If you spend much time reading or learning about how your body responds to exercise, you’ve probably heard about lactic acid. Lactic acid is produced when your body’s need for energy surpasses its ability to deliver oxygen to your muscles. It has also led to a number of claims, misconceptions, and myths among athletes, fitness professionals, and the general public.
Three of the most common claims pertaining to lactic acid are:
- Lactic acid is a primary cause of fatigue during exercise.
- Lactic acid is the cause of delayed onset muscle soreness (DOMS), which occurs 12-72 hours following exercise.
- Lactic acid is a waste product of metabolism that impairs athletic performance if allowed to accumulate within the muscle cell.
These misconceptions may lead people to believe things about their athletic performance that are not true. Here is the truth behind these three lactic acid claims.
Debunking Claims About Lactic Acid
The first claim on our list is that lactic acid is a primary cause of fatigue during exercise. This statement is false. Lactic acid does indeed accumulate during intense exercise and can impede muscle contractions. However, it normally resolves itself within 30-60 of exercise cessation.
The second claim is that lactic acid is the cause of muscle soreness (or DOMS) following exercise. This claim is also false.
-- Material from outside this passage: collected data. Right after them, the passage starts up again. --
PR #175, opened 2026-08-24
clone derived tables as well

sheridancbio:
- change from recreating derived tables (clickhouse.sql) to repopulating derived tables (populate_derived_tables.sql)
- clone the derived tables (schema only) when cloning a database

### DIFF
--- a/scripts/clickhouse_import_support/clone_clickhouse_database.sh
+++ b/scripts/clickhouse_import_support/clone_clickhouse_database.sh
@@ -238,23 +238,30 @@ function clone_all_source_database_tables_to_destination_database() {
 
     while [ "$pos" -lt "$num_tables" ] ; do
         local table_name="${database_table_list[$pos]}"
-        if [ "$table_name" == "$AUTOINCREMENT_SEQUENCE_STATE_TABLENAME" ] || [[ "$table_name" == *_derived ]] ; then
+        if [ "$table_name" == "$AUTOINCREMENT_SEQUENCE_STATE_TABLENAME" ] ; then
             echo "skipping $table_name"
             pos=$(($pos+1))
             continue
+        fi
+        if [[ "$table_name" == *_derived ]] ; then
+            local clone_schema_only="true"
+        else
+            local clone_schema_only="false"
         fi
         echo "cloning $table_name"
         if ! create_destination_database_table_schema_only "$table_name" ; then
             echo "Error : could not create database table schema for $table_name in destination database" >&2
             return 1
         fi
-        if ! copy_source_database_table_data_to_destination "$table_name" ; then
-            echo "Error : could not copy data from table $table_name into destination database" >&2
-            return 1
-        fi
-        if ! destination_table_matches_source_table "$table_name" ; then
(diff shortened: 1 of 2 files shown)


scripts/clickhouse_import_support/download_clickhouse_sql_scripts_py3.py
```diff
@@ -85,7 +85,7 @@ def download_files_from_github(args):
     if not directory_content_response:
         sys.exit(1)
     directory_content = json.loads(directory_content_response.read().decode("utf-8"))
-    files_to_be_downloaded = [x for x in directory_content if os.path.basename(urlparse(x["url"]).path).casefold().endswith(".sql")]
+    files_to_be_downloaded = [x for x in directory_content if os.path.basename(urlparse(x["url"]).path).casefold().endswith("populate_derived_tables.sql")]
```
dippindots: We chanted the filter from `.endswith(".sql")` to `.endswith("populate_derived_tables.sql")`, it looks good and correct to adapt our new changes.

The docstring above (`'Downloads all files ending with \'.sql\'...'`) is now inaccurate and should be updated.

Should we also consider using an exact filename match instead?

scripts/clickhouse_import_support/clone_clickhouse_database.sh
```diff
@@ -235,26 +235,34 @@ function clone_all_source_database_tables_to_destination_database() {
     local pos=0
     local num_tables=${#database_table_list[@]}
     local AUTOINCREMENT_SEQUENCE_STATE_TABLENAME="cbioportal_sequence_state"
+    local clone_schema_only="false"
```
dippindots: `clone_schema_only` is initialized before the loop and correctly reassigned in both branches of the `if/else` on each iteration, so there’s no bug today.

As a small robustness/readability improvement, consider declaring it as a local variable inside the loop, right where it’s set, rather than before the `while`. This would prevent it from accidentally retaining stale state if a future change adds a `continue` between the reset and its use.

dippindots (approved):
LGTM, just had two minor comments, not blocking. Feel free to merge

scripts/clickhouse_import_support/clone_clickhouse_database.sh
sheridancbio: changed as recommended

scripts/clickhouse_import_support/download_clickhouse_sql_scripts_py3.py
sheridancbio: I've updated the docstring to be accurate. I've adjusted the filename comparison from .endswith() to an exact filename match. However, I added an optional command line argument called "--source_filename" to allow a user to specify their own filename to download, or they can also provide a value "*" to cause the program to download *all* files which end in ".sql". By default the program will download only "populate_derived_tables.sql".

dippindots: sounds good, thanks!

sheridancbio:
I've made requested changes and also validated that a successful download was completed before returning a SUCCESS exit status.

PR #157, opened 2019-06-01
feat: Azure API management

wbreza:
- Adds better logging for API management (displays function urls)
- Adds unit tests
- Updates configuration for better Jest debugging


src/test/mockFactory.ts
```diff
@@ -22,8 +23,23 @@ export class MockFactory {
       noDeploy: null,
       region: null,
       stage: null,
-      watch: null
-    }
+      watch: null,
+    };
+  }
+
+  public static createTestArmSdkResponse<R>(model: any, statusCode: number): Promise<R> {
```
tbarlow12: Nice. Q: Deciding between `<T>` and `<R>`? What's the convention?

src/test/responses/apim-get-api-404.json
```diff
@@ -0,0 +1,7 @@
+{
```
tbarlow12: Nice

package.json
```diff
@@ -4,13 +4,16 @@
   "description": "Provider plugin for the Serverless Framework v1.x which adds support for Azure Functions.",
   "license": "MIT",
   "main": "./lib/index.js",
+  "typings": "./lib/index.d.ts",
   "author": "Azure Functions",
   "scripts": {
     "lint": "eslint src/**/*.ts",
```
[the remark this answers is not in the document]
wbreza: Still figuring that out.  I was seeing that VS code was giving me a couple errors with TS lint installed.  Our ES lint config was not being respected, so I added a ts lint config to mitigate.

src/test/mockFactory.ts
wbreza: `<T>` is typically used to reference some incoming types where as `<R>` is used for outgoing / return types.

src/test/responses/apim-get-api-404.json
wbreza: Yes - this is one idea for some of the HTTP mocks where we could have real templated responses vs having to set it all up in code.

src/services/apimService.ts
```diff
@@ -2,62 +2,101 @@ import Serverless from 'serverless';
...
  */
 export class ApimService extends BaseService {
   private apimClient: ApiManagementClient;
   private functionAppService: FunctionAppService;
-  private config: any;
-  
-  constructor(serverless: Serverless, options: Serverless.Options) {
+  private config: ApiManagementConfig;
+
+  constructor(serverless: Serverless, options?: Serverless.Options) {
```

Recent research shows that the soreness we experience 1-2 days after a hard workout has nothing to do with lactic acid. Instead, it appears to be caused by microtrauma within muscle fibers.
Our final claim is that lactic acid is a waste product that impairs athletic performance. This claim is (you guessed it) false. As we mentioned above, lactic acid might impede muscle contraction. However, it actually serves as a viable energy reserve for both our aerobic and anaerobic pathways. In essence, this means your body actually uses it during exercise that either utilizes oxygen (aerobic) or no oxygen (anaerobic). Because it is used by the body during exercise, it is not a waste product.
Your Next Steps
So how can we apply this knowledge of lactic acid to make our workouts more effective? First, it is important to incorporate a good recovery routine after exercise. Recovery also plays a role during exercise itself. Taking a rest period between sets can ensure you do a little more without sacrificing your form.
Are you feeling sore after your workouts? There’s no need to simply live with DOMS. Get out your foam roller to help soothe that soreness away.
We hope you’re thinking about lactic acid in a slightly different way! Now that you know a little more about it, we want to encourage you to approach your workouts a little differently. Take the time to take care of your body as you exercise. Incorporate periods of rest into your strength routines if you haven’t already. Explore new ways to deal with muscle soreness after exercise (your coach is a great resource for ideas). Keep exploring how your body reacts to exercise and you’ll get more and more out of each workout!